Credits

A film by Hiraki Sawa
With thanks to Rie Nakajima and Elliot Dodd


Synopsis

A boy closes his eyes for 25 minutes and wakes up with the world gone from behind his thoughts. His language slips and shifts, he tastes orange juice without knowing anymore to describe it as sour, he likes numbers but cannot put names to faces. His room is filled with a thousand records and many more. He sees the records, unable to listen. He can't see the floor, has never seen the floor beneath them, wouldn't recognise it if he met it in the street. He meets people in the street and his only option is to trust that they know him when they say they do. His records become opaque, circular slabs of the unknown and the unknowing. A fog of landscapes without contours, without borders, that can only be read by touching. To move forward he must step out, one foot then the other, and believe that he is indeed moving.

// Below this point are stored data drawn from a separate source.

PR #119, opened 2023-03-17
Allow reading from stdin & writing to stdout.  Also pulled log4j2 and beust.jcommander

gregschohn:
I had to convert all existing System.err.printlns to appropriate log statements.  Same goes for removing rogue System.out lines since that may now be the "triples" output stream. To simplify handling the nature of the input stream, I've modeled input in the form of a java.util.stream.Stream (instead of an InputStream directly).  I've wrapped that Stream in a class that is Closeable so that callers can be responsible for closing it upon completion so that the underlying IOStream can be freed.

### Description
MIGRATIONS-1020 - allow this to read from stdin and write outputs to stdout

### Issues Resolved
https://opensearch.atlassian.net/browse/MIGRATIONS-1020

### Testing
Updated the unit test, but also tested manually by comparing that the output to stdout didn't contain spurious lines.  Line count matched when using a file & all lines began with '{"request'.

### Check List
  - [] All tests pass, including unit test, integration test and doctest
- [x] New functionality has been documented (via command line args)

### DIFF
--- a/TrafficReplayer/src/org/opensearch/migrations/replay/TrafficReplayer.java
+++ b/TrafficReplayer/src/org/opensearch/migrations/replay/TrafficReplayer.java
@@ -1,7 +1,11 @@
 package org.opensearch.migrations.replay;
 
+import com.beust.jcommander.JCommander;
+import com.beust.jcommander.Parameter;
+import com.beust.jcommander.ParameterException;
 import com.google.common.io.CharSource;
 import com.google.common.primitives.Bytes;
+import lombok.extern.log4j.Log4j2;
 
 import java.io.BufferedOutputStream;
 import java.io.BufferedReader;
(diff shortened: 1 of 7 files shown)


TrafficReplayer/src/org/opensearch/migrations/replay/TrafficReplayer.java
```diff
@@ -56,57 +60,106 @@ public TrafficReplayer(URI serverUri)
         packetHandlerFactory = new NettyPacketToHttpHandlerFactory(serverUri);
     }
 
-    private static void exitWithUsageAndCode(int statusCode) {
-        System.err.println("Usage: <log directory> <destination_url>");
-        System.exit(statusCode);
+
+    static class Parameters {
```
mikaylathompson, line 64: I do not understand the java syntax going on here at all, but this is definitely an improvement. Does having a "name" field mean that the name needs to be provided? (but the URI can be inferred as the first parameter?)

mikaylathompson (approved):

His mind like an emptied lake, the sky welling upward and outward, unable to contain the depth of it all, the bottomless, fathomless wealth of the things he lost in his sleep.

Text by Dale Berning


Technical information

Shot on SLR in studio and on location in Mount Toluca, Mexico, Kyoto, Japan and London, UK. Post-production in Adobe After Effects, edited in Apple Final Cut Pro.


Artist's statement

I’m displaced.
I lost my memory.
The records function as storage devices.
There is a floor (which talks; it has a cat friend – I don’t like him)
My room is like a protective skin.
My friend is a cigarette.
My shoes are dusty.
It is always the full moon (sometimes it fades)
I need a map (maybe not) for travelling to three places.
I slept for thirty minutes.
Where is my time?
The wall (which I can’t remember) talks to me.
A tree is growing from each of our heads. The trees talk to each other (in front of the wall).

These fragmented ideas are starting points for an exploration of the mind and how it loses things. Initially transcribed as visual sketches, a film will be constructed out of the resulting imagery. Fashioned like a sculptural object, it will deal with ideas of home and memory and the spaces between reality and fiction.